The most popular sport in North America, baseball is also played in many other countries. It is believed to have derived from two English games: the children’s game of rounders and cricket. Its rise is associated with nationalistic sentiment as American immigrants sought to establish cultural autonomy in the United States. As early as 1857, a sports newspaper proclaimed that “Americans need a game they can claim exclusively as their own. The British have cricket and the Germans have their turnvereins (gymnastic clubs). We, therefore, need a native American game, and baseball is that game.”
The game of baseball requires teams of nine players and one umpire. The ball is thrown from the pitcher’s mound to the batter who stands at home plate. The batter tries to hit the ball before running around the field, touching points called bases. If the runner makes it to first base without being tagged out, that player scores a run for his team. A team must score a certain number of runs to win the game.
A team’s batting order is set at the start of each game. The hitters take turns batting. If the batting team doesn’t strike out in an inning, then they get a free pass to first base known as a “base on balls.” After three strikes, a batter is out.
During games, most injuries occur when a player is contacted by another player or the ground. The most common injuries are upper leg strains, knee sprains, and shoulder strains.
Baseball rules were established in the late 19th century, and the rules of play have remained mostly unchanged since then. The most important change was the addition of a third base in 1901. In addition to limiting the distance between first and third base, the added third base increased the number of runs scored on successful stolen bases.

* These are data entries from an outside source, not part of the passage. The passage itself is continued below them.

PR #22, opened 2020-04-09
Only exporting the log4cxx symbols by default

aallrd:
Adding a linker version script to only make the log4cxx symbols visible in the log4cxx shared library.
The exported defined symbols on the installed library can be checked with the below command:
```
nm -gDC --defined-only /usr/local/lib64/liblog4cxx.so
```
Number of exported symbols other than logc4xx ones **before** the PR:
```
nm -gDC --defined-only /usr/local/lib64/liblog4cxx.so | grep -v log4cxx | wc -l
336
```
Number of exported symbols other than logc4xx ones **after** the PR:
```
nm -gDC --defined-only /usr/local/lib64/liblog4cxx.so | grep -v log4cxx | wc -l
0
```


rm5248:
I'm not all that familiar with this, so out of curiosity what problem does this attempt to solve?  I've never had an issue with this on any library before, but is there some use case that I'm not aware of?

It would also probably make sense for this to be off by default, as it looks like the linker script will only work with g++/clang++?  That could prove problematic on Windows.

ams-tschoening:
I was about to ask the same question about what problem the PR actually solves and which compilers it supports.

CMakeLists.txt
```diff
@@ -18,6 +18,13 @@ if(NOT BUILD_SHARED_LIBS)
   set(LOG4CXX_COMPILE_DEFINITIONS LOG4CXX_STATIC)
 endif()
 
+option(EXPORT_ONLY_LOG4CXX_SYMBOLS "Only exports the log4cxx symbols" ON)
+if(BUILD_SHARED_LIBS AND EXPORT_ONLY_LOG4CXX_SYMBOLS)
+  SET(LINKER_VERSION_SCRIPT_FILE "${CMAKE_CURRENT_SOURCE_DIR}/src/main/resources/log4cxx.map")
+  SET(LINKER_VERSION_SCRIPT_FLAG "-Wl,--version-script=${LINKER_VERSION_SCRIPT_FILE}")
```
ams-tschoening, line 24: Does this work for any compiler supported by CMAKE? The arguments look pretty compiler-specific to me.

CMakeLists.txt
```diff
@@ -18,6 +18,13 @@ if(NOT BUILD_SHARED_LIBS)
   set(LOG4CXX_COMPILE_DEFINITIONS LOG4CXX_STATIC)
 endif()
 
+option(EXPORT_ONLY_LOG4CXX_SYMBOLS "Only exports the log4cxx symbols" ON)
```
ams-tschoening, line 21: What's the benefit of enabling this by default? Especially if it's unclear currently if different compilers are supported.

src/site/apt/building/cmake.apt
```diff
@@ -39,24 +39,26 @@ $ sudo make install
...
+|                                   | Any compilation unit that includes a log4cxx header must define LOG4CXX_STATIC.             |
+*-----------------------------------+---------------------------------------------------------------------------------------------+
+| -DAPU_STATIC=yes                  | Link to the APR-Util static library. By default, the log4cxx shared library is linked to the|
+|                                   | APR-Util shared library. If BUILD_SHARED_LIBS=off, the static APR-Util library is used.     |
+*-----------------------------------+---------------------------------------------------------------------------------------------+
+| -DAPR_STATIC=yes                  | Link to the APR static library. By default, the log4cxx shared library is linked to the     |
+|                                   | APR shared library. If BUILD_SHARED_LIBS=off, the static APR library is always used.        |
+*-----------------------------------+---------------------------------------------------------------------------------------------+
+| -DEXPORT_ONLY_LOG4CXX_SYMBOLS=yes | Only export the log4cxx symbols in the log4cxx shared library.                              |
```
ams-tschoening, line 60: Maybe I'm wrong, but the other docs seem to document the non-default values. So this should be `no` instead? Things should made be clear in the text description as well:

> -DEXPORT_ONLY_LOG4CXX_SYMBOLS=no
> Only export the log4cxx symbols in the log4cxx shared library, choice of yes (default), no.

aallrd:
Hello,

Sorry for the incomplete PR, I wanted really to open an issue but I could not find how to to that on this project.

The goal of this change is to limit the visibility of the symbols of the log4cxx shared library (https://gcc.gnu.org/wiki/Visibility).
The trick here is that instead of modifying the code to add the proper visibility attributes we let the linker do the job, this is less optimal but easier.

I am actually using this change in my project to "fix" a performance issue I observed recently.
I am using the log4cxx shared library in release mode (O3) in my project.
A build mistake put the log4cxx shared library as a dependency of another shared library that did not need it, and even though it was not using it at all there was a performance gain observed in the tests.
Looking at a profiler report, I noticed that some standard functions and templates (like strings or others) were actually relocated at runtime to the log4cxx shared library (using `LD_DEBUG=bindings LD_DEBUG_OUTPUT=ld.log ldd -r app`).

I was not expecting this relocation to happen, so I started reading about symbols visibility and exports in shared libraries. That lead me to this GNU linker option `--version-script` to select which symbols to export globally/locally.
Using this option on my internal build of log4cxx allowed me to go back to my previous "slow" behavior and non-log4cxx symbols not being looked up in the log4cxx shared library.

I am not sure if this behavior is expected or not, I could not find a clear answer on that topic yet.

I think the same behavior can be achieved on Windows with Visual Studio using the linker [/DEF option](https://docs.microsoft.com/en-us/cpp/build/reference/module-definition-dot-def-files?view=vs-2019).

CMakeLists.txt
aallrd: This is a linker option, supported by GNU ld and GNU gold.

CMakeLists.txt
aallrd: I put the default to false.

src/site/apt/building/cmake.apt
aallrd: Updated the documentation to show the default (no).

rm5248:
In that case, there's probably an easier way to do this.  Since the symbols already need to be marked as exported for Windows builds, they already have a `LOG4CXX_EXPORT` macro associated with them.  This is not set to anything on [Linux/OSX builds](https://github.com/apache/logging-log4cxx/blob/671f0b5663b6b1063cfaa44acaee1b244fec3769/src/main/include/log4cxx/log4cxx.h.in#L46), but since the macro is there all you _should_ have to do is modify log4cxx.hw.in to look something like the following:

```
#define LOG4CXX_EXPORT_SYMBOLS_ONLY @EXPORT_ONLY_LOG4CXX_SYMBOLS@

#if LOG4CXX_EXPORT_SYMBOLS_ONLY
  #if __GNUC__ >= 4
      #define LOG4CXX_EXPORT __attribute__((visibility("default")))
  #else 
      #define LOG4CXX_EXPORT
  #endif
#else
  #define LOG4CXX_EXPORT
#endif
```

And then add to the compilation flags `-fvisibility=internal`, something like this:

```
if(BUILD_SHARED_LIBS AND EXPORT_ONLY_LOG4CXX_SYMBOLS)
  check_cxx_compiler_flag("-fvisibility=internal" LOG4CXX_SUPPORTS_VISIBILITY_INTERNAL)
  if( LOG4CXX_SUPPORTS_VISIBILITY_INTERNAL )
    set( LOG4CXX_COMPILE_OPTIONS ${LOG4CXX_COMPILE_OPTIONS} "-fvisibility=internal")
  endif( LOG4CXX_SUPPORTS_VISIBILITY_INTERNAL )
endif()

# ... in src/CMakeLists.txt
target_link_libraries(log4cxx PRIVATE ${LOG4CXX_COMPILE_OPTIONS})
```

Weather or not that will work appropriately/is a good idea I don't know.

ams-tschoening:
@aallrd

> Sorry for the incomplete PR, I wanted really to open an issue but I could not find how to to that on this project.

Issues are maintained in the [Apache JIRA](https://issues.apache.org/jira/projects/LOGCXX/issues/) by default. so either create one there first next time or simply be a bit more verbose in the initial PR already. Doesn't make too much difference in my opinion.

> Looking at a profiler report, I noticed that some standard functions and templates (like strings or others) were actually relocated at runtime to the log4cxx shared library (using LD_DEBUG=bindings LD_DEBUG_OUTPUT=ld.log ldd -r app).

Do you know which functions and templates and why exactly that happens? I wonder if that is expected at all already and should be fixed instead of working around it using the symbols?

> I think the same behavior can be achieved on Windows with Visual Studio using the linker /DEF option.

Just as some docs, because I'm using C++-Builder, the following should be the corresponding options for that?

* http://docwiki.embarcadero.com/RADStudio/Rio/en/Module_Definition_Files
* http://docwiki.embarcadero.com/RADStudio/Rio/en/IMPDEF.EXE,_the_Module_Definition_Manager
* http://docwiki.embarcadero.com/RADStudio/Rio/en/MKEXP.EXE,_the_64-bit_Windows_Import_Library_Tool_for_C%2B%2B
* http://docwiki.embarcadero.com/RADStudio/Rio/en/C%2B%2B_Linker_Output

@rm5248 

> In that case, there's probably an easier way to do this.[...]

I'm just trying to understand things, so: Why do you consider your approach easier? Having a well documented cmake-option doesn't seem that wrong to me. Your approach only implements non-Windows-compilers, doesn't it? Might the problem arise that this PR needs to be modified for Windows-compilers as well at some point? In the latter case it might be easier to add that to CMAKE only with different compiler-options?

CMakeLists.txt
ams-tschoening: So `log4cxx.map` is linker-specific and might be named more specifically? Something like `log4cxx.gnu[_ld].map` or something like that? You already mentioned visual studio, so something like `log4cxx.vs.def` might need to be added in future as well? Do all those files share some common name one could reuse, something about symbols or exporting or linking or ...?

ams-tschoening:
@aallrd How about updating your branch to master and including the attached changes to `changes.xml` in this PR? I've changed that file yesterday to be able to link to PRs automatically.

[ghpr_22.patch.txt](https://github.com/apache/logging-log4cxx/files/4466165/ghpr_22.patch.txt)

rm5248:
> I'm just trying to understand things, so: Why do you consider your approach easier? Having a well documented cmake-option doesn't seem that wrong to me. Your approach only implements non-Windows-compilers, doesn't it? Might the problem arise that this PR needs to be modified for Windows-compilers as well at some point? In the latter case it might be easier to add that to CMAKE only with different compiler-options and/or `.map|.def`-files?

My understanding(which may be incorrect) is that on Windows, the `__declspec(dllexport)` does the same thing as `__attribute__((visibility("default")))` with g++, putting the symbol into the symbol table of the object file. The main difference seems to be that g++ and/or ELF files by default export all symbols, e.g. `__attribute__((visibility("default")))` is set automatically.

Using the `-fvisibility=internal` does not export the symbols by default(similar to Windows).  So if we turn this on in the compiler, we just need to determine which symbols are exported, which should be accomplished by setting the `LOG4CXX_EXPORT` macro.

It's simpler in my mind since that means there's no linker script that needs to be modified, although I believe that the end result will be the same.

I don't _think_ that anything needs to be done on Windows(due to my understanding of how `__declspec(dllexport)` works), but I don't have enough knowledge of how Windows works to say for certain. 

[Windows documentation](https://docs.microsoft.com/en-us/cpp/build/exporting-from-a-dll-using-declspec-dllexport?view=vs-2019)

---

After doing some tests on my system however, it seems that just setting `-fvisibility=hidden` does not seem to remove the other libstdc++ symbols(see branch [here](https://github.com/rm5248/logging-log4cxx/commit/f36302e7c7c82efced0f8fd721416a14c732bf5b)).

There's also this bug on the [GCC bugzilla](https://gcc.gnu.org/bugzilla/show_bug.cgi?id=36022) that addresses the symbol exporting.

Ultimately I don't really know what the correct solution is here, but I suspect that only telling the linker file to export nothing but `log4cxx` symbols may cause undefined behavior and/or linker issues in the future.

ams-tschoening:
So what's the strategy then? @aallrd Do you want to give the approach of @rm5248 a try and see if it fixes your concrete problem as well? Having only one concept to deal with the same thing would be of benefit of course. IF it's the same concept and can handle both things...

OTOH, the changed implementation of CMAKE doesn't look too invasive and can easily be disabled if it makes problems in future by all users. So there doesn't seem to be too much risk merging it?

rm5248:
> OTOH, the changed implementation of CMAKE doesn't look too invasive and can easily be disabled if it makes problems in future by all users. So there doesn't seem to be too much risk merging it?

Since it is off by default, I don't think that it will cause an issue for normal users, so I agree that the risk is low.

aallrd:
Hello,
Thank you for your comments, and for the interesting [GCC bugzilla report](https://gcc.gnu.org/bugzilla/show_bug.cgi?id=36022).
@rm5248, you are right that setting the visibility using these macros should be the best thing to do, as documented in the [GCC Visibility](https://gcc.gnu.org/wiki/Visibility) page.
It makes the code itself cross-platforms and enables better compiler optimization.
Regarding the linker version script, after reading even more on the subject I found that it can be indeed dangerous in some situations and that some std symbols are exported on purpose in order to allow throw-catch/dynamic_cast to work across shared libs boundaries.
In the end I am not sure what to do anymore, and I am not convinced that this change is a good one. Since I don't fully understand either what is going on, I would like to avoid breaking things for you :).
I will keep this patch on my internal project for the moment, try to implement the visibility macros for GCC in the project and test if they help solve my initial issue as well.

ams-tschoening:
> I will keep this patch on my internal project for the moment, try to implement the visibility macros for GCC in the project and test if they help solve my initial issue as well.

Sounds like a good idea. Than please report back if you have any additional findings and until then I simply won't merge, but keep this open for some time. Feel free to close it yourself if you think that's necessary.

rm5248:
> I will keep this patch on my internal project for the moment, try to implement the visibility macros for GCC in the project and test if they help solve my initial issue as well.

@aallrd  If you didn't see it before, I've got a patch [here](https://github.com/rm5248/logging-log4cxx/commit/f36302e7c7c82efced0f8fd721416a14c732bf5b) that should implement the macros appropriately.  It should be a good starting point for you.

ams-tschoening:
A year has passed without further activity, so time to close for now. In case of new conclusions, feel free to reopen to keep the history of this concrete discussion at one point. If things need to be handled differently in the end, I suggest creating an new issue in JIRA or a new PR to discuss things again.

As the twentieth century began, the popularity of baseball continued to grow in the United States and abroad. In World War II, hundreds of major league baseball players volunteered to serve in the armed forces. This sacrifice of prime playing years boosted the public’s perception of baseball as a powerful morale booster for the nation.

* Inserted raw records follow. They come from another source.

PR #23, opened 2020-04-24
Static linking support for non windows systems

stephen-webb:
This PR implements the documented behavior of the cmake options APR_STATIC=yes, APU_STATIC=yes and BUILD_SHARED_LIBS=no for non-windows systems.

Using the APR_STATIC=yes (not the default) and APU_STATIC=yes (not the default) and BUILD_SHARED_LIBS=yes (the default) builds log4cxx as a dynamically shared object (DSO) that includes APR and APR-Util in the DSO. 

Including APR and APR-Util in the log4cxx DSO (or including log4cxx in the application) simplifies application deployment.


src/cmake/FindAPR-Util.cmake
```diff
@@ -34,7 +34,14 @@ find_program(APR_UTIL_CONFIG_EXECUTABLE
 mark_as_advanced(APR_UTIL_CONFIG_EXECUTABLE)
 if(EXISTS ${APR_UTIL_CONFIG_EXECUTABLE})
     _apu_invoke(APR_UTIL_INCLUDE_DIR   --includedir)
-    _apu_invoke(APR_UTIL_LIBRARIES     --link-ld)
+    if (APU_STATIC OR NOT BUILD_SHARED_LIBS)
+      _apr_invoke(_apr_util_link_args  --link-ld)
```
ams-tschoening, line 38: Is `_apr_invoke` really correct here when everything else uses `_apu_invoke`?

src/cmake/FindAPR-Util.cmake
```diff
@@ -48,5 +55,5 @@ else()
     endif()
 endif()
 
-find_package_handle_standard_args(APR-Util DEFAULT_MSG
+find_package_handle_standard_args(APR-Util
```
ams-tschoening, line 59: How is removing `DEFAULT_MSG` related to this PR?

src/cmake/FindAPR-Util.cmake
```diff
@@ -34,7 +34,14 @@ find_program(APR_UTIL_CONFIG_EXECUTABLE
 mark_as_advanced(APR_UTIL_CONFIG_EXECUTABLE)
 if(EXISTS ${APR_UTIL_CONFIG_EXECUTABLE})
     _apu_invoke(APR_UTIL_INCLUDE_DIR   --includedir)
-    _apu_invoke(APR_UTIL_LIBRARIES     --link-ld)
+    if (APU_STATIC OR NOT BUILD_SHARED_LIBS)
+      _apr_invoke(_apr_util_link_args  --link-ld)
+      string(REGEX MATCH "-L([^ ]*)" _apr_util_L_flag ${_apr_util_link_args})
```
ams-tschoening, line 39: `-L([^ ]*)` does allow `-L` without any path. Is that really what you want, e.g. because the current working dir is used then? Or wouldn't `-L([^ ]+)` or `-L([^\s]+)` be better? The latter has less problems with newlines, if those can occur at all.

src/cmake/FindAPR.cmake
```diff
@@ -33,7 +33,14 @@ find_program(APR_CONFIG_EXECUTABLE
 mark_as_advanced(APR_CONFIG_EXECUTABLE)
 if(EXISTS ${APR_CONFIG_EXECUTABLE})
     _apr_invoke(APR_INCLUDE_DIR  --includedir)
-    _apr_invoke(APR_LIBRARIES  --link-ld)
+    if (APR_STATIC OR NOT BUILD_SHARED_LIBS)
+      _apr_invoke(_apr_link_args  --link-ld)
+      string(REGEX MATCH "-L([^ ]*)" _apr_L_flag ${_apr_link_args})
```
ams-tschoening, line 38: Same like above regarding the regular expression.

src/cmake/FindAPR-Util.cmake
stephen-webb: Opps -Sould all be 'apu' - I will fix those typos

src/cmake/FindAPR-Util.cmake
stephen-webb: Just so you can see the library being used - now the message output is consistent with FindAPR

src/cmake/FindAPR.cmake
stephen-webb: The regex is designed to work with the output generated by the 'apr-1-config' installed by APR install.

If** the -L and the path are separated, the logic would need to find the argument after '-L'.

src/cmake/FindAPR-Util.cmake
stephen-webb: The regex is designed to work with the output generated by the 'apu-1-config' installed by the APR-Util install.

I understand the Apache runtime will be merging APR-Util into APR in their next release so this script does not need to handle any future changes.

ams-tschoening: Is it necessary that you match `-L` without any further path? If not, please change to `-L([^\s]+)`, which matches available paths only. That seems far less surprising, `*` made me wonder about the purpose.

If you really need to match `-L` without any path, in my opinion this is something which should be explicitly documented. I wouldn't expect that and would be interested in the reason then.

stephen-webb: The path provided by apu-1-config is needed so cmake "find_library" function can locate libaprutil-1.a on Linux systems which support multiple binary interfaces and put archives in a sub-directory of /lib and /usr/lib (e.g. arm-linux-gnueabihf). The captured path is provided as a hint to find_library. CMake can also be told in which sub-directory to look in by setting CMAKE_FIND_LIBRARY_CUSTOM_LIB_SUFFIX.

If the captured path is empty, no hint will be provided to find_library. If cmake does not find the library, the "find_package_handle_standard_args" function will report that error.

The regex does not try to match "-L foo/bar" as that is not the form produced by apu-1-config.

I will change the regex to "-L[^ ]+" to improve clarity. The perl '\s' escape sequence is not recognised by cmake.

Unlike most business enterprises, the Commissioner of Baseball is empowered to investigate any act, transaction or practice that is alleged to be detrimental to the best interests of baseball. His authority is derived from the constitution of Major League Baseball, which grants him the power to take preventive and remedial action “against any Major League, its clubs or any individual.” Despite this broad mandate, the Commissioner’s actual powers are limited by the terms of the collective bargaining agreement between players and owners. As a result, the Commissioner rarely intervenes in the operations of the game of baseball. Nevertheless, his office continues to be a formidable force in the management of the professional game. In addition to ensuring that teams pay their share of the league’s costs, the Commissioner acts as a liaison between players and owners, and he has the power to discipline any player for violating the rules of the game.